Problem description: Look through the records below, count the lines with the word "removed", and reply with only the number.

Records drawn from a dataset
Issue #2967, opened 2017-12-08
upgrade reports on ingest


rade:
`report.Upgrade` gets called on merged reports, which means upgraded reports aren't stored, cached, etc, so the upgrading work is repeated over and over.

Instead we should perform the upgrade on the "ingest" path, so we store upgraded reports.

We still need to upgrade in the query path too, because there will be stored, non-upgraded reports, but that will only be needed for historic reports.

This issue is a follow-up to #2959.

rade:
This is a definite win in query latency but at possible higher base line CPU utilisation. Performing the upgrade on ingest means it is done for every report. Whereas on query it is done only for reports which are visualised.

We may want to gather some stats here before proceeding.

PR #2968, opened 2017-12-08
Upgrade reports on the app's ingest path

rbruggem:
See #2967


rade:
See comments in #2967 why this may not necessarily be a good idea.

PR #2971, opened 2017-12-08
probe: Use an absolute FQDN for cloud.weave.works by default

dlespiau:
This can save a few DNS queries here and there!


dlespiau:
Even tested it now! reports are correctly send when using this:

```
time="2017-12-08T16:58:31Z" level=info msg="publishing to: https://cloud.weave.works.:443" 
```

PR #375, opened 2018-10-10
LEAF-384_addressedFeedback

jeanmarcablevets:
Addressed Michael's feedback from sprint planning secure entry for PII/PHI demo.
-made printview sensitive data change on hover
-filtered sensitive toggler on textareas

### DIFF
--- a/LEAF_Request_Portal/templates/print_subindicators_ajax.tpl
+++ b/LEAF_Request_Portal/templates/print_subindicators_ajax.tpl
@@ -1,17 +1,17 @@
 <!--{**}-->
         <!--{if $indicator.is_sensitive == 1}-->
             <div class="sensitiveIndicatorMaskToggle">
-                <input type="checkbox" id="sensitiveIndicatorMaskCheckbox_<!--{$indicator.indicatorID|strip_tags}-->_<!--{$indicator.series|strip_tags}-->" onClick="toggleStayVisible(); toggleSensitiveIndicator(<!--{$indicator.indicatorID|strip_tags}-->, <!--{$indicator.series|strip_tags}-->, this.checked);">
+                <input type="checkbox" id="sensitiveIndicatorMaskCheckbox_<!--{$indicator.indicatorID|strip_tags}-->_<!--{$indicator.series|strip_tags}-->" onClick="toggleStayVisible_<!--{$indicator.indicatorID|strip_tags}-->_<!--{$indicator.series|strip_tags}-->(); toggleSensitiveIndicator(<!--{$indicator.indicatorID|strip_tags}-->, <!--{$indicator.series|strip_tags}-->, this.checked);">
                 <label for="sensitiveIndicatorMaskCheckbox_<!--{$indicator.indicatorID|strip_tags}-->_<!--{$indicator.series|strip_tags}-->" title="Show Sensitive Data" alt="Show Sensitive Data"  tabindex="0" onkeydown="if (event.keyCode==13){ this.click();}"></label>
             </div>
             <span class="sensitiveIndicator-masked" id="<!--{$indicator.indicatorID|strip_tags}-->_masked">
                 *****
             </span>
             <script>
-                var stayVisible = false;
+                var stayVisible_<!--{$indicator.indicatorID|strip_tags}-->_<!--{$indicator.series|strip_tags}--> = false;
                 $("#<!--{$indicator.indicatorID|strip_tags}-->_masked").on({
                     mouseenter: function () {
-                        if (stayVisible === false) {
+                        if (stayVisible_<!--{$indicator.indicatorID|strip_tags}-->_<!--{$indicator.series|strip_tags}--> === false) {
                             $("#sensitiveIndicatorMaskCheckbox_<!--{$indicator.indicatorID|strip_tags}-->_<!--{$indicator.series|strip_tags}-->").prop('checked', true);
                             toggleSensitiveIndicator(<!--{$indicator.indicatorID|strip_tags}-->, <!--{$indicator.series|strip_tags}-->, $("#sensitiveIndicatorMaskCheckbox_<!--{$indicator.indicatorID|strip_tags}-->_<!--{$indicator.series|strip_tags}-->").prop('checked'));
                         }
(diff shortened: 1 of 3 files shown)


LEAF_Request_Portal/templates/print_subindicators_ajax.tpl
```diff
@@ -1,12 +1,19 @@
...
+            <span class="sensitiveIndicator-masked">
+                *****
+            </span>
+            <script>
+                $("div.sensitiveIndicator#xhrIndicator_<!--{$indicator.indicatorID|strip_tags}-->_<!--{$indicator.series|strip_tags}-->").hover(function() {
+                    $("div.sensitiveIndicator#xhrIndicator_<!--{$indicator.indicatorID|strip_tags}-->_<!--{$indicator.series|strip_tags}--> > div.sensitiveIndicatorMaskToggle > label").trigger('click');
+                }, function() {
+                    $("div.sensitiveIndicator#xhrIndicator_<!--{$indicator.indicatorID|strip_tags}-->_<!--{$indicator.series|strip_tags}--> > div.sensitiveIndicatorMaskToggle > label").trigger('click');
+                })
+            </script>
```
jeremyrl: A few things:
1.) If an indicator has any children, the hidden text is toggled when you hover over any of the child elements, this is especially noticeable when you hover over a sensitive child indicator to a sensitive parent (they both reveal at the same time). I would just make the selector more specific.
2.) On the printview page - if you edit a field, the toggle stops working. This is because the div is removed and re-added wit javascript, so the event is not bound to the new element. To bind to dynamically added elements, you should use the .on function in jquery. This link will show you how, specifically the edit from DECEMBER 11, 2012 (https://stackoverflow.com/questions/9827095/is-it-possible-to-use-jquery-on-and-hover).
3.) If you are hovering, the field becomes visible. Then you click the eye, it becomes invisible. Then you un-hover and it becomes permanently visible. I'm not sure how we want the click to effect the visibility in the end, but I would suggest adding a param to the toggle function that takes a visibility state, on or off basically. And if you mouseover toggle(thisid, on), if you mouseout toggle(thisid, off).

jeanmarcablevets: Addressed 1 and 2 in commit `a89`.  @mgaoVA please give clarification on what should be done with 3.

nathanws: For 3, If the indicator has been clicked to be shown, the hover effect should go away. In other words, if it is shown, hovering over it does nothing. The hover effect should only happen if the indicator is hidden.

jeanmarcablevets: Addressed in commit `b5f`

LEAF_Request_Portal/templates/print_subindicators_ajax.tpl
```diff
@@ -1,21 +1,28 @@
 <!--{**}-->
         <!--{if $indicator.is_sensitive == 1}-->
             <div class="sensitiveIndicatorMaskToggle">
-                <input type="checkbox" id="sensitiveIndicatorMaskCheckbox_<!--{$indicator.indicatorID|strip_tags}-->_<!--{$indicator.series|strip_tags}-->" onClick="toggleSensitiveIndicator(<!--{$indicator.indicatorID|strip_tags}-->, <!--{$indicator.series|strip_tags}-->, this.checked);">
-                <label for="sensitiveIndicatorMaskCheckbox_<!--{$indicator.indicatorID|strip_tags}-->_<!--{$indicator.series|strip_tags}-->" title="Show Sensitive Data" alt="Show Sensitive Data"  tabindex="0" onkeydown="if (event.keyCode==13){ this.click(); }"></label>
+                <input type="checkbox" id="sensitiveIndicatorMaskCheckbox_<!--{$indicator.indicatorID|strip_tags}-->_<!--{$indicator.series|strip_tags}-->" onClick=" if (stayVisible === 0) {stayVisible = 1;} else {stayVisible = 0;} toggleSensitiveIndicator(<!--{$indicator.indicatorID|strip_tags}-->, <!--{$indicator.series|strip_tags}-->, this.checked);">
```
nathanws: Inline Javascript like this should be avoided as much as possible. Instead, just create a function to handle toggling the `stayVisible` variable.

Also if the `stayVisible` variable is changed to a boolean, you could just say `stayVisible = !stayVisible` in the toggle function.

jeanmarcablevets: Addressed in commit `af0`

LEAF_Request_Portal/templates/print_subindicators_ajax.tpl
```diff
@@ -1,12 +1,36 @@
...
-                    <label for="sensitiveIndicatorMaskCheckbox_<!--{$indicator.indicatorID|strip_tags}-->_<!--{$indicator.series|strip_tags}-->" title="Show Sensitive Data" alt="Show Sensitive Data"  tabindex="0" onkeydown="if (event.keyCode==13){ this.click(); }"></label>
-                </div>
-                <span class="sensitiveIndicator-masked">
-                    *****
-                </span>
+            <div class="sensitiveIndicatorMaskToggle">
+                <input type="checkbox" id="sensitiveIndicatorMaskCheckbox_<!--{$indicator.indicatorID|strip_tags}-->_<!--{$indicator.series|strip_tags}-->" onClick="toggleStayVisible(); toggleSensitiveIndicator(<!--{$indicator.indicatorID|strip_tags}-->, <!--{$indicator.series|strip_tags}-->, this.checked);">
+                <label for="sensitiveIndicatorMaskCheckbox_<!--{$indicator.indicatorID|strip_tags}-->_<!--{$indicator.series|strip_tags}-->" title="Show Sensitive Data" alt="Show Sensitive Data"  tabindex="0" onkeydown="if (event.keyCode==13){ this.click();}"></label>
```
nathanws: The `title` and `alt` for this label should also be updated depending on the state of the UI. So if the data is hidden, it should say "Show Sensitive Data". If the data is not hidden, it should say "Hide Sensitive Data".

jeanmarcablevets: Addressed in commit `2f5`

PR #401, opened 2018-10-30
Leaf690 file name scrubber

jeremyrl:


jeremyrl:
To test the script:

1. Make sure you have a form in your test environment that has file uploads and image uploads
2. Switch to the dev branch and add some files/images to a requestusing that form
3. Switch to this branch and call `php portal/scripts/updateUploadedFiles.php`
4. Reload the request you created in step 2 and make sure that all images and files show up properly
5. Spot check the uploads folder to make sure that all the uploaded files are hashed (if there are old files in here that do not show up in the data table, they will not be hashed)

PR #404, opened 2018-11-05
LEAF769 editing masked indicators

jeanmarcablevets:
Regardless of toggle, unmasked indicator data appears in the edit box.


jeanmarcablevets:
@jeremyrl I removed the toggle from the indicator editor on the printview page in commit `89b`, but are you sure we should do that for when answering individual questions?  That was a feature added in LEAF384 and removing it seems like it would be a regression.

PR #439, opened 2018-11-29
Implemented Edit/Delete for Workflow Actions

dastan-rahimi:


LEAF_Request_Portal/api/controllers/SystemController.php
```diff
@@ -81,6 +81,10 @@ public function get($act)
             return $system->getReportTemplate($args[0]);
         });
 
+        $this->index['GET']->register('system/action/[text]', function ($args) use ($login, $system) {
```
nathanws: This should be moved to `WorkflowController.php`.

LEAF_Request_Portal/api/controllers/SystemController.php
```diff
@@ -104,6 +108,10 @@ public function post($act)
             return $system->addAction();
         });
 
+        $this->index['POST']->register('system/editAction/[text]', function ($args) use ($db, $login, $system) {
```
nathanws: This should be moved to `WorkflowController.php`.

LEAF_Request_Portal/api/controllers/SystemController.php
```diff
@@ -163,6 +171,10 @@ public function delete($act)
             return $system->removeFile($args[0]);
         });
 
+        $this->index['DELETE']->register('system/action/[text]', function ($args) use ($db, $login, $system) {
```
nathanws: This should be moved to `WorkflowController.php`.

LEAF_Request_Portal/sources/System.php
```diff
@@ -273,6 +286,49 @@ public function addAction()
 										VALUES (:actionType, :actionText, :actionTextPasttense, :actionIcon, :actionAlignment, :sort, :fillDependency)', $vars);
     }
 
+    public function editAction($actionType)
```
nathanws: This should be moved to `Workflow.php`.

LEAF_Request_Portal/sources/System.php
```diff
@@ -273,6 +286,49 @@ public function addAction()
...
+                ':fillDependency' => $_POST['fillDependency'],
+        );
+
+        $this->db->prepared_query('UPDATE actions SET actionType=:actionType, actionText=:actionText, actionTextPasttense=:actionTextPasttense, actionIcon=:actionIcon, actionAlignment=:actionAlignment, sort=:sort, fillDependency=:fillDependency WHERE actionType=:oldActionType', $vars);
+
+        return 1;
+    }
+
+
+    public function removeAction($actionType)
```
nathanws: This should be moved to `Workflow.php`.

LEAF_Request_Portal/admin/templates/mod_workflow.tpl
```diff
@@ -6,6 +6,7 @@
     <div id="btn_newWorkflow" class="buttonNorm" onclick="newWorkflow();" style="font-size: 120%" role="button" tabindex="0"><img src="../../libs/dynicons/?img=list-add.svg&w=32" alt="New Workflow" /> New Workflow</div><br />
     <br />
     <div id="btn_deleteWorkflow" class="buttonNorm" onclick="deleteWorkflow();" style="font-size: 100%; display: none" role="button" tabindex="0"><img src="../../libs/dynicons/?img=list-remove.svg&w=16" alt="Delete workflow" /> Delete workflow</div><br />
+    <div id="btn_listActionType" class="buttonNorm" onclick="listActionType();" style="font-size: 100%; display: none" role="button" tabindex="0">List Action Type</div><br />
```
nathanws: Should probably change "List Action Type" to "Edit Actions".

In LEAF, there is a difference between "action type" and "action", so "Type" should be left out. This also applies to any methods/variables used when editing Actions.

Also, the default actions that ship with LEAF should not be editable/deletable, I think there are seven of them.

LEAF_Request_Portal/admin/templates/mod_workflow.tpl
```diff
@@ -413,6 +414,113 @@ function setInitialStep(stepID) {
...
+	dialog.hide();
+  $("#button_save").hide();
+	dialog.setTitle('List of Actions');
+	dialog.show();
+  $.ajax({
+		type: 'GET',
+		url: '../api/?a=workflow/userActions',
+		success: function(res) {
+			var buffer = '';
+			buffer += '<br /><table id="actions" border="1"><caption><h2>List of Current Actions:</h2></caption><tr><th scope="col">Action Name</th><th scope="col">Action</th></tr>';
```
nathanws: When showing Actions that are available to edit, it should also display the actions Past Tense name. 

And the "Action" column that contains the Edit/Delete buttons should not have a column name, calling it "Action" while editing Actions might be confusing to some Users.

dastan-rahimi: done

Answer space: 2